Date:
Type:
Publication:
Author(s):
Over the past few years, the development of Machine Learning Interatomic Potentials (MLIPs) has been dominated by a brute-force philosophy: heavier models trained on hundreds of millions of density functional theory (DFT) calculations. Yet, a large portion of foundational datasets represent idealized, 0K, pristine crystal facets resting at perfect equilibrium. Real chemistry does not happen in a pristine vacuum. Catalysts degrade, reconstruct, and rely on defects, vacancies, and promoters to function. Similarly, solid-state battery electrolytes experience extreme strain, thermal fluctuations, and soft lattice dynamics that routinely break standard universal models. When general-purpose models are exposed to highly distorted, elevated-temperature regimes, they confidently fail.

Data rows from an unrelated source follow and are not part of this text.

PR #6632, opened 2022-09-22
Remove cpp model in v0.14 due to deprecation

YosuaMichael:
This PR is linked to #6258 for removing things that already in deprecation for 2 version.

We separate the cpp models removal to check separately if there is anything broken because of this.


YosuaMichael:
@datumbox @NicolasHug In this PR I remove all the cpp models, and I have also tried it internally in [D39747331](https://www.internalfb.com/diff/D39747331) and it seems okay (nothing break)

NicolasHug (commented):
Thank you Yosua

I think we'll also want to remove the `tests/test_models.cpp` file as it relies on `models.h`. Prior to merging, would you mind  making sure that our example in `examples/cpp` still builds and runs properly? Ideally we would also check `test/test_cpp_models.py`, but that thing has been broken for years, so I don't think that's possible/reasonable.

When this PR is merged I think we'll want to immediately trigger a sync, in order to catch any issues as early as possible (Your diff looks good indeed, but stuff can go wrong at land time too).

YosuaMichael:
Thanks for the suggestion @NicolasHug will do that.
And yeah, I agree things can go wrong during land time too, any suggestion how to check this without actually landing it?

datumbox:
As Nicolas said, the c++ tests are not currently run and there are some extra mechanisms that determine this. Look for the `WITH_CPP_MODELS_TEST` flag to eliminate occurrences. Those are turned off by default so nothing will break if you just straight delete it but it's worth cleaning up. Let me know if you need any help.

This talk presents a departure from brute-force sampling by demonstrating how to synergize highly diverse, lower-fidelity data with deliberately curated, higher-fidelity data. By applying multifidelity co-training alongside explicit feature-wise conditioning, we can map extreme physical regimes without inducing catastrophic forgetting.I will highlight this methodology through two recent developments. First, I will outline the transition from the AQCat25 to the AQCat26 dataset, which expands its domain of applicability by orders of magnitude to inject realistic physical complexity into catalytic training distributions. Furthermore, I will introduce AQVolt26, a dataset engineered to capture the highly anharmonic configurational landscape of solid-state electrolytes. Ultimately, this work illustrates that accelerating the discovery of next-generation materials requires more than just scaling up parameters. The discipline demands targeted data, explicitly designed to confront the dynamic reality of chemical engineering.